REQUIREMENT:
Scan the records for the string "HasWindowHandle", then copy each line that has it.

DATA SUPPLIED:
PR #260, opened 2025-02-05
CI: Generate `minimal-versions` when build-testing MSRV

MarijnS95:
For https://github.com/rust-windowing/softbuffer/pull/259#discussion_r1932897555, CC @madsmtm. Not sure if we want to push ahead with this or first fix all our transitive dependencies... Lots of pain here.

Lots of crates bump their MSRV in simple semver releases, causing us to constantly have to hold back "transitive" dependencies when testing our own MSRV.  The opposite way of doing this is by immediately selecting the minimum compatible version per `Cargo.toml` semver selection using `-Zminimal-versions`, with the added benefit of validating our minimal dependency constraints in CI.

Unfortunately, even more crates than that don't validate their minimum version dependencies (barring minor improvements for "new" targets), resulting in many compilation failures and many transitive dependencies needing manual update.  Strangely, in for example the `image` crate a newer `num-traits 0.2.14` is being used but `num-bigint 0.4.0` fails to compile.

### DIFF
--- a/.github/workflows/ci.yml
+++ b/.github/workflows/ci.yml
@@ -81,6 +81,29 @@ jobs:
       with:
         tool: wasm-bindgen-cli
 
+    - name: Install nightly rust to generate `-Zminimal-versions` lockfile (for MSRV)
+      if: matrix.rust_version == '1.71.0'
+      uses: dtolnay/rust-toolchain@master
+      with:
+        toolchain: nightly-2024-10-01
+
+    - name: Pin deps that break MSRV
+      if: matrix.rust_version == '1.71.0'
+      # By downgrading all our dependency versions, we ensure that our minimum
+      # version bounds are actually adequate (i.e. users can build `softbuffer`
+      # with minimal versions themselves) and opt-out of any unexpected MSRV
+      # bumps in semver-compatible releases of downstream crates.
+      run: |
+        cargo -Zminimal-versions generate-lockfile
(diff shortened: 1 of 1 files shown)


kpreid:
>  or first fix all our transitive dependencies... Lots of pain here.

Are you aware of `-Zdirect-minimal-versions`? It selects minimal versions only for your workspace’s direct dependencies, and normal maximal versions for all others. Thus while it doesn't strictly test every case you might care about, it won’t fail due to something out of your control.

.github/workflows/ci.yml
```diff
@@ -81,6 +81,29 @@ jobs:
       with:
         tool: wasm-bindgen-cli
 
+    - name: Install nightly rust to generate `-Zminimal-versions` lockfile (for MSRV)
+      if: matrix.rust_version == '1.71.0'
+      uses: dtolnay/rust-toolchain@master
```
madsmtm, line 86: Nit: Use `hecrj/setup-rust-action@v2` (or change both places to use the same).

madsmtm: Or maybe eschew a GitHub Action-thing, and just do `rustup install nightly-...` in the bash script below

madsmtm (approved):
I don't have a big opinion on this, but `-Zdirect-minimal-versions` sounds nice.

madsmtm (approved):

PR #262, opened 2025-02-28
fix transparency on macOS

jrmoulton:
https://developer.apple.com/documentation/coregraphics/cgimagealphainfo?language=objc

For supporting transparent windows on maOS this is all that is required. I've seen #241 which is adding alpha and it looks significantly more complicated. I might be missing why it is so complicated but this does work and I don't see why it should be any more complicated. I've tested it with tiny_skia. 

Using PremultipliedFirst instead of Last because that is consistent with the where the color channels are currently stored.

### DIFF
--- a/src/backends/cg.rs
+++ b/src/backends/cg.rs
@@ -322,8 +322,8 @@ impl<D: HasDisplayHandle, W: HasWindowHandle> BufferInterface for BufferImpl<'_,
                 32,
                 self.imp.width * 4,
                 Some(&self.imp.color_space.0),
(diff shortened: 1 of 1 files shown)


madsmtm:
Pre-multiplied is probably wrong for ARGB, should just be `First`.

Also, this would be incompatible with our docs and other platforms, we tell you to fill the opacity with `0`, which means that with this change, the window would become completely transparent on macOS. While I'm all for progressive forward progress, I can't accept this PR as-is, sorry :/.

PR #267, opened 2025-06-05
Simplify usage of `Context`

madsmtm:
Simplify creation of `Context` in examples by constructing it before running the event loop with the new-ish [`EventLoop::owned_display_handle`](https://docs.rs/winit/0.30.11/winit/event_loop/struct.EventLoop.html#method.owned_display_handle).

This PR also makes `Context` `Clone` when the inner display handle is, to allow more easily passing it around.

### DIFF
--- a/CHANGELOG.md
+++ b/CHANGELOG.md
@@ -2,6 +2,7 @@
 
 - Update to `objc2` 0.6.0.
 - Bump MSRV to Rust 1.71.
+- Make `Context` cloneable.
 
 # 0.4.6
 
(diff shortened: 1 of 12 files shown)


MarijnS95:
Maybe I wish this PR was split (or at least rebase-merged) in two pieces: it was a bit unclear to figure out that `Context` _was already correctly taking `HasDisplayHandle`_ (i.e. this didn't contain new changes to allow that) with the samples simply lagging behind (perhaps because there was not previously a way to store an owned provider of that, i.e. `EventLoop::owned_display_handle()` that you linked?), apart from simply deriving some clones :sweat_smile:

PR #268, opened 2025-06-05
Implement Debug for `Context`, `Surface` and `Buffer`

madsmtm:


MarijnS95 (approved):

src/backends/x11.rs
```diff
@@ -163,6 +166,7 @@ enum Buffer {
     Wire(Vec<u32>),
```
MarijnS95, line 166: Would this print the entire pixel buffer?

src/backends/android.rs
```diff
@@ -113,6 +114,7 @@ impl<D: HasDisplayHandle, W: HasWindowHandle> SurfaceInterface<D, W> for Android
     }
 }
 
+#[derive(Debug)]
 pub struct BufferImpl<'a, D: ?Sized, W> {
     native_window_buffer: NativeWindowBufferLockGuard<'a>,
     buffer: Vec<u32>,
```
MarijnS95, line 120: Not sure if we want to spam the user with all pixel values :sweat_smile:

src/backends/x11.rs
madsmtm: Yeah, I guess so. Might make sense to make a small wrapper to avoid that.

Issue #238, opened 2024-09-04
Handle zero-sized buffers internally


madsmtm:
The `NonZeroU32` in our public API is ugly IMO. Is there a reason why we avoid resizing and rendering when the sizes are `0`? Does it crash on some backends? Could we instead make it be a no-op?

See also discussion in https://github.com/rust-windowing/softbuffer/pull/236#discussion_r1740169764.

madsmtm:
IIRC `CGImageCreate` will also fail if you provide 0 width/height. What I meant here was to special-case 0-sized buffers, and just no-op in `Buffer::present` (but still provide the empty `pixels` slice to users and everything).

The reason I think this makes a lot of sense is if you want to use `softbuffer` for [subsurfaces](https://github.com/rust-windowing/winit/issues/3506), as those are a _lot_ more likely to be zero-sized in some dimension.

I get that this might has weird interactions with surfaces that are tied to a window, not sure what we'd want to do there.

> I seem to recall some discussion about changing winit to return the size as `NonZeroU32`

Maybe https://github.com/rust-windowing/winit/issues/3433#issuecomment-1954061753?

MarijnS95:
In what case would a subsurface be _"a lot more likely to be zero-sized in some dimension"_? If it is for presenting something, or catching user-input in specific places, it has to have a surface area hence nonzero dimensions, right?

Matching the wayland `null` example above, should we find a way to return a `None` `Buffer` instead if/when this is the case?

Or when thinking about hardware scaling in #177 altogether, let the user request/create nonzero-sized buffers on their own regard (on platforms that support this) and present these into arbitrary sized surfaces?

MarijnS95:
Okay, makes sense.

---

Replying to `resizing` in the OP; did we discuss in a different thread/issue why a resize op needed to be "forwarded" from winit to softbuffer in the first place? Especially wrt hardware scaling?

(Well, realistically it should control the logical size of the surface in the layer stack / composition tree?)

MarijnS95:
It looks like that was discussed in https://github.com/rust-windowing/softbuffer/pull/236 first and subsequently "tracked" in https://github.com/rust-windowing/softbuffer/issues/237. If that's not adequate we should split out a new issue.

madsmtm:
> What I meant here was to special-case 0-sized buffers, and just no-op in `Buffer::present`

[...]

Issue #177, opened 2023-11-13
Hardware scaling (handle different logical vs. backing size)


jkarneges:
The readme says:

> Softbuffer should be used over pixels when its GPU-accelerated post-processing effects are not needed.

When I first read this, it didn't occur to me that "post-processing effects" included scaling. I was thinking it was more about things like CRT simulation. Unfortunately, scaling is often a requirement due to high resolution displays. Anyone doing full frame redraws and desiring good performance (60fps+) will almost certainly need to operate on a smaller buffer that can be scaled up, which `pixels` can do. I couldn't get acceptable performance with softbuffer and software scaling, although admittedly I didn't try very hard on the scaling algorithm.

I wonder if softbuffer could make an exception and support hardware scaling, if it wouldn't go against the spirit of the project. It feels like an almost table-stakes feature for most real world use.

kpreid:
Even without explicitly using GPU APIs, platforms likely have a built-in scaling operation available in their 2D graphics APIs, which could be faster due to knowing platform details, being fused with other necessary copies along the buffer-to-screen path, or actually being GPU-based.

notgull:
X11 and Windows do not support intrinsic scaling

ids1024:
On Windows we're currently using `BitBlt` (comments in SDL said this was the fastest solution when they tried it; but that was a while ago). Looks like https://learn.microsoft.com/en-us/windows/win32/api/wingdi/nf-wingdi-stretchblt may work here?

On macOS, would https://developer.apple.com/documentation/quartzcore/calayer/1410746-contentsscale be applicable? I'm not sure.

Anyway, if it works on some platforms, but isn't supported on others, or only sometimes is available, either:
* The API has to fail when it's not available, and users of softbuffer will need to deal with that
* `softbuffer` could have it's own code to scale in software, as a fallback.

For HiDPI uses, some platforms have a specific way to communicate what DPI scale an application should use, and for the application to indicate if it handles the scale itself or needs upscaling (for legacy software, mainly). That doesn't necessarily require handling from Softbuffer, but probably should be discussed in any documentation for this feature.

Fuseteam:
> It's not necessarily supported on all compositors. Though it probably should be. Mir doesn't seem to support it yet, anyway ([canonical/mir#2599](https://github.com/canonical/mir/issues/2599)).

It does now :D

madsmtm:
[...]

PR #269, opened 2025-06-05
Add `Buffer::width()` and `Buffer::height()` getters

madsmtm:
Part of https://github.com/rust-windowing/softbuffer/issues/237.

I've decided to return these in pixels corresponding to the surface/buffer itself, as that's what Softbuffer concerns itself with. If the user wants to render at the current screen DPI, they either need to multiply by a scaling factor themselves, or size the buffer using logical sizes and rely on the compositor to upscale it (which we don't yet expose knobs to control, but which we could in the future).

### DIFF
--- a/examples/rectangle.rs
+++ b/examples/rectangle.rs
@@ -19,7 +19,7 @@ fn redraw(buffer: &mut Buffer<'_, impl HasDisplayHandle, impl HasWindowHandle>, 
                 let red = (x & 0xff) ^ (y & 0xff);
                 let green = (x & 0x7f) ^ (y & 0x7f);
                 let blue = (x & 0x3f) ^ (y & 0x3f);
-                (blue | (green << 8) | (red << 16)) as u32
+                blue | (green << 8) | (red << 16)
             };
             buffer[(y * width + x) as usize] = value;
         }
--- a/examples/winit.rs
+++ b/examples/winit.rs
@@ -47,9 +47,9 @@ pub(crate) fn entry(event_loop: EventLoop<()>) {
                 let mut buffer = surface.buffer_mut().unwrap();
                 for y in 0..buffer.height().get() {
                     for x in 0..buffer.width().get() {
-                        let red = x as u32 % 255;
-                        let green = y as u32 % 255;
-                        let blue = (x as u32 * y as u32) % 255;
+                        let red = x % 255;
+                        let green = y % 255;
+                        let blue = (x * y) % 255;
                         let index = y * buffer.width().get() + x;
                         buffer[index as usize] = blue | (green << 8) | (red << 16);
                     }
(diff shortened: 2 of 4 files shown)


src/backends/wayland/mod.rs
```diff
@@ -263,6 +263,14 @@ pub struct BufferImpl<'a, D: ?Sized, W> {
...
 
 impl<D: HasDisplayHandle + ?Sized, W: HasWindowHandle> BufferInterface for BufferImpl<'_, D, W> {
+    fn width(&self) -> usize {
+        self.stack.member().width
+    }
+
+    fn height(&self) -> usize {
+        self.stack.member().height
+    }
+
```
madsmtm, line 273: @ids1024: I'm afraid of touching the `BorrowStack` stuff, maybe I could get you to finish the implementation here?

src/lib.rs
```diff
@@ -205,6 +205,28 @@ pub struct Buffer<'a, D, W> {
 }
 
 impl<D: HasDisplayHandle, W: HasWindowHandle> Buffer<'_, D, W> {
+    /// The amount of pixels wide the buffer is.
+    pub fn width(&self) -> usize {
```
madsmtm, line 209: I went with `usize` here, since it was just much more usable in examples.

I'd like to change `resize` to follow this direction as well, see:
https://github.com/rust-windowing/softbuffer/issues/238

src/lib.rs
```diff
@@ -205,6 +205,28 @@ pub struct Buffer<'a, D, W> {
 }
 
 impl<D: HasDisplayHandle, W: HasWindowHandle> Buffer<'_, D, W> {
```
madsmtm, line 207: I'm a bit unsure whether these should go on the buffer or the surface? Or does it make sense both places?

src/backends/wayland/mod.rs
ids1024: With the `BorrowStack` trick, we can't access both the "container" and "member", so probably it would make the most sense to just copy the `width` and `height` into fields of `BufferImpl`.

src/lib.rs
notgull: I would prefer `NonZeroU32` to accurately reflect the type information.

MarijnS95 (approved):
The examples look so much better with this change, no more "hacks" based on a possibly-stale and/or desynced window size.

Approving at least the Android parts; these getters are just fields returned internally.

src/lib.rs
MarijnS95: I'd say we should provide both independently. These are intrinsically different when (if?) we provide/support a proper abstraction for hardware scaling: #177.

src/lib.rs
madsmtm: I went with `NonZeroU32`, it's not as bad as I feared. I'll push forwards with just using `u32` in the future.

OUTPUT OF THE EXERCISE:
@@ -322,8 +322,8 @@ impl<D: HasDisplayHandle, W: HasWindowHandle> BufferInterface for BufferImpl<'_,
@@ -113,6 +114,7 @@ impl<D: HasDisplayHandle, W: HasWindowHandle> SurfaceInterface<D, W> for Android
@@ -19,7 +19,7 @@ fn redraw(buffer: &mut Buffer<'_, impl HasDisplayHandle, impl HasWindowHandle>, 
 impl<D: HasDisplayHandle + ?Sized, W: HasWindowHandle> BufferInterface for BufferImpl<'_, D, W> {
 impl<D: HasDisplayHandle, W: HasWindowHandle> Buffer<'_, D, W> {
 impl<D: HasDisplayHandle, W: HasWindowHandle> Buffer<'_, D, W> {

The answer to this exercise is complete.